▸ **Extracted information**
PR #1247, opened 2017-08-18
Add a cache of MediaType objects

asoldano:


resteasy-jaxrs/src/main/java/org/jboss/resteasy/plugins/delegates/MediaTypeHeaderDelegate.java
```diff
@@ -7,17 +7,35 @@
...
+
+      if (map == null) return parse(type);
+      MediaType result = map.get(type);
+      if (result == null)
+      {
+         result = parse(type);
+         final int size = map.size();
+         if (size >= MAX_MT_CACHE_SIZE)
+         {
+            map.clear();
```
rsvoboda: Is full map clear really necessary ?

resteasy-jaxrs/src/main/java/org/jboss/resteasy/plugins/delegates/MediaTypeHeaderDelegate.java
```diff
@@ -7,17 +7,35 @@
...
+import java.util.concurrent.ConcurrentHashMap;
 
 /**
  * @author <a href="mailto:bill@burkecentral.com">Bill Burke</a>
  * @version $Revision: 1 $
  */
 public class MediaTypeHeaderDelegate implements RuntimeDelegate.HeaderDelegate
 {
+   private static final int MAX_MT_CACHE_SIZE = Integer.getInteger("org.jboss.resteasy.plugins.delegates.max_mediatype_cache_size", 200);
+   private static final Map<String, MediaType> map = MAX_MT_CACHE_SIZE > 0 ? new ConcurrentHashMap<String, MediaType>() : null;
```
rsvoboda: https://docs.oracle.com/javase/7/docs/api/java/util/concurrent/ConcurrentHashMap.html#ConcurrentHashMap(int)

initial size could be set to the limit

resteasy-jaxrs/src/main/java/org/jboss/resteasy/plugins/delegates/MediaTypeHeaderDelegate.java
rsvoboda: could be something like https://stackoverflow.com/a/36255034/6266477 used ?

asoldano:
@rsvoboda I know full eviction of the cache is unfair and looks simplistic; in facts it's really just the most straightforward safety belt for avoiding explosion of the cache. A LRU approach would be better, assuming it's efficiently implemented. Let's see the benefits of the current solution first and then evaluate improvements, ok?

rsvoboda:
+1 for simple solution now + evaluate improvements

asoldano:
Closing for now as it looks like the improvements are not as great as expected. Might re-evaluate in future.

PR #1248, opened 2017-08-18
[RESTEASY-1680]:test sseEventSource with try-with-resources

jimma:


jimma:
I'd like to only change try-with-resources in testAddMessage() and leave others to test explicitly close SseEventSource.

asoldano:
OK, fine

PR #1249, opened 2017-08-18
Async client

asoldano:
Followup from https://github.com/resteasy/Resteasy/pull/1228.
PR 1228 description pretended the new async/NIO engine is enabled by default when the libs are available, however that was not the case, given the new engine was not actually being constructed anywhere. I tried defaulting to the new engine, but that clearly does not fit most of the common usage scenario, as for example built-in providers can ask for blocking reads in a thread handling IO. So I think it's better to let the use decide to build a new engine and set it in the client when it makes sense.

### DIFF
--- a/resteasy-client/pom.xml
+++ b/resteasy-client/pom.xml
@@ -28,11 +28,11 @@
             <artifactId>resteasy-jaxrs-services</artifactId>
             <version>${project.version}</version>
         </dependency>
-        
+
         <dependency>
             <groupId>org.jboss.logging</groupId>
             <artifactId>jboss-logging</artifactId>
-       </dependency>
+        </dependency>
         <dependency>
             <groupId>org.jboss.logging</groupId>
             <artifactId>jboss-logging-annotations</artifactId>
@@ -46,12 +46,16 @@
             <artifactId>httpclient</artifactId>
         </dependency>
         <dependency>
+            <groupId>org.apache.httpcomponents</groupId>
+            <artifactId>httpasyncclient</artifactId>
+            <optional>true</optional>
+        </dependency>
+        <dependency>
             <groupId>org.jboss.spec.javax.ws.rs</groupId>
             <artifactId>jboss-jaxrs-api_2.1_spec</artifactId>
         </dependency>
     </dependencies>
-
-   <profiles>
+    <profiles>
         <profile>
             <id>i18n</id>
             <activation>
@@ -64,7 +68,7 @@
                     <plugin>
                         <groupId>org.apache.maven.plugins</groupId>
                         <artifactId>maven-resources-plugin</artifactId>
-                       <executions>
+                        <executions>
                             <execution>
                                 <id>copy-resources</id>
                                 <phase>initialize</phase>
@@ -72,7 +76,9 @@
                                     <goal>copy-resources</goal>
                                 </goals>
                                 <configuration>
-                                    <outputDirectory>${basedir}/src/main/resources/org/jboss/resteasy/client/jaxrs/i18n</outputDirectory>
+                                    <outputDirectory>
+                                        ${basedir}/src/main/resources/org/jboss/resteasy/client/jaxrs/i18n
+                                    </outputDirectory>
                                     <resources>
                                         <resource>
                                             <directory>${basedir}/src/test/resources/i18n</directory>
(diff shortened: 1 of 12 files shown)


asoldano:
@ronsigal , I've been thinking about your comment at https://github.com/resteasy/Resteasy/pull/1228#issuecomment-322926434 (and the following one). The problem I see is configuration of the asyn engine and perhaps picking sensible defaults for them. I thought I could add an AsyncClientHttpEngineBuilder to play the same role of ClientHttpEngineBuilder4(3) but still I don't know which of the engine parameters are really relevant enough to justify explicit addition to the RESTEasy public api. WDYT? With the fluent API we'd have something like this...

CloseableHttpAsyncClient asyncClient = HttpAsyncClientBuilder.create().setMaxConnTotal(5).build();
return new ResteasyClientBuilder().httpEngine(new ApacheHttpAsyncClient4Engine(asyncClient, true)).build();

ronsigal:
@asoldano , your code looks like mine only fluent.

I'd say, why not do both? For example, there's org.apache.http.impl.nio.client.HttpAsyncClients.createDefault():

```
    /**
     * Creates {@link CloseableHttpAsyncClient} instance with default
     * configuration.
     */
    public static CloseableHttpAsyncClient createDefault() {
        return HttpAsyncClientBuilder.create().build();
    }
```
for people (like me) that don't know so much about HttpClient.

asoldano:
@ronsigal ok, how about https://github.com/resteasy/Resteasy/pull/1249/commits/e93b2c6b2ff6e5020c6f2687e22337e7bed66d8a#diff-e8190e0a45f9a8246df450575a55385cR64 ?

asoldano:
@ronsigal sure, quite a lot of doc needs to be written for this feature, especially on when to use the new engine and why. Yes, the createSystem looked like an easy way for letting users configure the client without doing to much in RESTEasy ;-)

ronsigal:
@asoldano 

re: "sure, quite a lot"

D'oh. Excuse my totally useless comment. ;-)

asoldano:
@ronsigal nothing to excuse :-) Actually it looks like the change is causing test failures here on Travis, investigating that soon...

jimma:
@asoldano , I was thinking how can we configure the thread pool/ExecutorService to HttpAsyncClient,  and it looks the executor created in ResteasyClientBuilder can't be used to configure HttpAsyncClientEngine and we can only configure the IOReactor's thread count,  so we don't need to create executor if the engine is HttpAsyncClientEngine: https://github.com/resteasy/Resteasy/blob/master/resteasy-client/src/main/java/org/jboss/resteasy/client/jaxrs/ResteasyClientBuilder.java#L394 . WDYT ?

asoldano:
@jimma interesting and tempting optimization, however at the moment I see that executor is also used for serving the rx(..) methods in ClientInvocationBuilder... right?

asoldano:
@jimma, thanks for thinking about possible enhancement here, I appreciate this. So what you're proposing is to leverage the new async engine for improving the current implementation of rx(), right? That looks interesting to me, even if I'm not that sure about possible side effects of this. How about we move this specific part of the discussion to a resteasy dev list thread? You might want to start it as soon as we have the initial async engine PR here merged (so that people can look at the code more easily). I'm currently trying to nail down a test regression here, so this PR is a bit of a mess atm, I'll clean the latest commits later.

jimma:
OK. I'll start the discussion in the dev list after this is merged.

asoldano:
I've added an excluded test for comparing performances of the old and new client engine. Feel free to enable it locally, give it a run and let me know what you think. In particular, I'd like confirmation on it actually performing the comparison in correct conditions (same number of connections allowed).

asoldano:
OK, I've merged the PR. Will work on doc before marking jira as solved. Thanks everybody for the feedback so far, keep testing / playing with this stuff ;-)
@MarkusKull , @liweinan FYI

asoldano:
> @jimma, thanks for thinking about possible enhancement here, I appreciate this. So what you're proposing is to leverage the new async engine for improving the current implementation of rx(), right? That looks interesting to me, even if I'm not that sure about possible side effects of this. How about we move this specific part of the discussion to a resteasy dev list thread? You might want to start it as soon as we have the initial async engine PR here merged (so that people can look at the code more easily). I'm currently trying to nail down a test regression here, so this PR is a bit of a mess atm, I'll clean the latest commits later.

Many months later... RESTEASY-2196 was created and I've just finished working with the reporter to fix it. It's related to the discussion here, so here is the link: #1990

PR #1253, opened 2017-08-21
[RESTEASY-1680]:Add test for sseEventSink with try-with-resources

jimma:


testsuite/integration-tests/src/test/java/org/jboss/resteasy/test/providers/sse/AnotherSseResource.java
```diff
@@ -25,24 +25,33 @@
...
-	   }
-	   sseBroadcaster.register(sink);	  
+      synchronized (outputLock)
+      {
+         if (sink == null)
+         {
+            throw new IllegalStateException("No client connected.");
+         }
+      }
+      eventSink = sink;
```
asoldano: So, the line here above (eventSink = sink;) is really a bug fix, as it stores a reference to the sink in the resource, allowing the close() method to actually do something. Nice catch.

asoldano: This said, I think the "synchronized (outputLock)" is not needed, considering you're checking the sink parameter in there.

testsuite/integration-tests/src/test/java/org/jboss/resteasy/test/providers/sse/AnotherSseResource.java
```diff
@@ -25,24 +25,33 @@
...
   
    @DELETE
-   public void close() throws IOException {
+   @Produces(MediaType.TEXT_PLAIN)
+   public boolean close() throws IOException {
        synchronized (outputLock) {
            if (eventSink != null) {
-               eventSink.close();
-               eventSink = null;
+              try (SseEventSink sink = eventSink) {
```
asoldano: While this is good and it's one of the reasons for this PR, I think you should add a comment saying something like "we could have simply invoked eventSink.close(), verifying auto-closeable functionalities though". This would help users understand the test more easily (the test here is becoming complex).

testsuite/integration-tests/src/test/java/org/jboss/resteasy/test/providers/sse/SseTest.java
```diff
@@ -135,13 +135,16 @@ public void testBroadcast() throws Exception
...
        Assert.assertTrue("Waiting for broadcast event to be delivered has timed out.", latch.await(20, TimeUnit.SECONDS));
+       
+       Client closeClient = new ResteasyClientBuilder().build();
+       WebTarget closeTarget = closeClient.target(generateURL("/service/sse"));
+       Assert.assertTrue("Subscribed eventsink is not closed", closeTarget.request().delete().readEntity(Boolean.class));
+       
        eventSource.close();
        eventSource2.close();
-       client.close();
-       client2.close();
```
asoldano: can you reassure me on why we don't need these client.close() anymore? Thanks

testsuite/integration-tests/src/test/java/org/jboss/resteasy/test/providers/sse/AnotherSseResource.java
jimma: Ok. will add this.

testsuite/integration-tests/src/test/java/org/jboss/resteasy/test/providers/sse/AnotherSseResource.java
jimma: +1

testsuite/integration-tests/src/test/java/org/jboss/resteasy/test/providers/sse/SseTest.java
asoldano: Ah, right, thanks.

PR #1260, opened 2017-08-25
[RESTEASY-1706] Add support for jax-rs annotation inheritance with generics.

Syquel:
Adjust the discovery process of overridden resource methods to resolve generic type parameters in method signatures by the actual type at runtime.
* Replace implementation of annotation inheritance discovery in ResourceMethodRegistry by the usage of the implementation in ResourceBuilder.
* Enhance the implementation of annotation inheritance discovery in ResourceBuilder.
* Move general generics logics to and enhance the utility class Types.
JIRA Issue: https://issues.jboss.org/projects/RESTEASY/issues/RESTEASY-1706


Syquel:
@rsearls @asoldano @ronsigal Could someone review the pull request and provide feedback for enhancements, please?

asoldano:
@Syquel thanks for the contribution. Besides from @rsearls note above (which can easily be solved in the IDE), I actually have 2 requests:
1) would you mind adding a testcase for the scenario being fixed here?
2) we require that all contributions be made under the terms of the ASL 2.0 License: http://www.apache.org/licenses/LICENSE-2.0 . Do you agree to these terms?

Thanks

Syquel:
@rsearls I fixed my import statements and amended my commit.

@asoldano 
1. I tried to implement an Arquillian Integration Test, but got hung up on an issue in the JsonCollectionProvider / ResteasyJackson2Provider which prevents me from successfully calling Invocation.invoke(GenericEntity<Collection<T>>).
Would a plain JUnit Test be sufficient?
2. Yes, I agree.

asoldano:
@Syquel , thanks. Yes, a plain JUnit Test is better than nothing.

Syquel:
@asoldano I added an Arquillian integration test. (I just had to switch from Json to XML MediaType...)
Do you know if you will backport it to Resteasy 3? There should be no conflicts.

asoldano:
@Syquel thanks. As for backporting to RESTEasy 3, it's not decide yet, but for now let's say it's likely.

▸ **Exercise details**
Produce only the lines from the line containing "<artifactId>jboss-jaxrs-api_2.1_spec</artifactId>" through the line containing "<configuration>", inclusive of both, exactly as they stand in the entries above.

▸ **Task result**
             <artifactId>jboss-jaxrs-api_2.1_spec</artifactId>
         </dependency>
     </dependencies>
-
-   <profiles>
+    <profiles>
         <profile>
             <id>i18n</id>
             <activation>
@@ -64,7 +68,7 @@
                     <plugin>
                         <groupId>org.apache.maven.plugins</groupId>
                         <artifactId>maven-resources-plugin</artifactId>
-                       <executions>
+                        <executions>
                             <execution>
                                 <id>copy-resources</id>
                                 <phase>initialize</phase>
@@ -72,7 +76,9 @@
                                     <goal>copy-resources</goal>
                                 </goals>
                                 <configuration>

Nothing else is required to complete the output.